After several more questions, Quaeryt smiled. “I do have another question, sir, but not about the reception.”

“What is it?”

“I’m curious about how tariffs are actually collected.”

“Why?” Straesyr’s voice remained pleasant, almost jovial.

“In most places, factors and others complain about tariffs. Here the only complaints seem to be from the hill holders.”

The princeps frowned. “I don’t understand the point of your question.”

“I’m probably not being as clear as I could be. The captains and majors all talk about how dangerous it is to do anything in small groups in the hills and how so often holders have to be reminded of their … obligations … by a visit by a company or more. I had the impression that such a show of force was unnecessary elsewhere, but I never asked.”

Straesyr smiled. “Your assumption is correct. I send a notice of tariffs due to each crafter, factor, holder, or High Holder at the end of harvest. They can pay here at the palace in the small building across from the east gate guardhouse, or at any post or outpost—or with the town council in towns that have a council, or with the council of the nearest town that has a council. That has seemed to work for all but the most recalcitrant of the hill holders.”

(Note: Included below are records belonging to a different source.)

PR #2631, opened 2019-08-14
NAS-102777

lola27:


src/app/pages/storage/volumes/volume-status/volume-status.component.ts
```diff
@@ -175,6 +178,8 @@ export class VolumeStatusComponent implements OnInit {
     }, {
       label: T("Offline"),
       onClick: (row) => {
+        const encryptPoolWarning = T('<br><b>Warnning: online disk is not supported for encrypted pool!</b></br>');
```
wblock: Typo, and not clear that "online" is a verb.  Not sure whether the hard breaks or bold are needed or should be done elsewhere.
```suggestion
        const encryptPoolWarning = T('<br><b>Warning: Disks cannot be onlined in encrypted pools.</b></br>');
```

PR #3659, opened 2020-02-16
Fix an entity detail height update error

JoeyWNK:
Test with Chrome  79.0.3945.130 (64-bit) / Firefox 73.0 (64-bit)
Patch: The datatable-body class does not receive height update in Chrome
Potential issue: Cannot have more than one ngx-datatable in single page


JoeyWNK:
Testing some better options

PR #3660, opened 2020-02-17
Fix Detail Display Issue

JoeyWNK:
Pre allocate the space to avoid manually changing height which is not proerly handled.
Another solution is to directly set tableHeight value rather than directly edit the style. Set tableHeight value can properly trigger ngx-table componement recalculation.


erinix:
I created a ticket to track this, see https://jira.ixsystems.com/browse/NAS-105282

erinix:
So I am not quite certain that we want to merge this into 11.3 but I wouldn't mind trying it in 12.0/master.  Would you mind adjusting this PR so that it targets master instead of 11.3?

JoeyWNK:
That will be fine. Should I close this request and open another one?

erinix:
Yea go ahead and do that :)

“Then you’re responsible for consolidating the tariffs and providing the funds to the governor and sending whatever is left to Lord Bhayar?”

Straesyr laughed. “Not exactly. There is a minimum amount of tariff that must be sent to Lord Bhayar. At the end of harvest, I draft and the governor approves or changes a proposed budget for the next year. He sends that to Lord Bhayar, along with the current year’s tariffs. We have always been able to exceed the minimum requirements, often by a fifth part or more.”

“Thank you. I have no more questions, sir.”

“I will see you later, or Vhorym will let you know about the visit to the local scholars.”

Quaeryt returned to his study, where he spent some time reflecting upon the meeting with Straesyr. Abruptly, he recalled what the old ranker had told him when Quaeryt had been waiting for the surgeon. He nodded to himself, then rose and walked back to the princeps’s study, where he found Vhorym.

“I’ll be in the stables for a bit. I want to check on my mare.”

“Yes, sir.”

It took Quaeryt almost two quints to find the head ostler.

“Sir? What can I do for you?” asked the graying and not-quite-grizzled figure.

“I just wanted a few moments of your time. I’m gathering information for Lord Bhayar, and I thought you’ve probably been one of those here the longest.”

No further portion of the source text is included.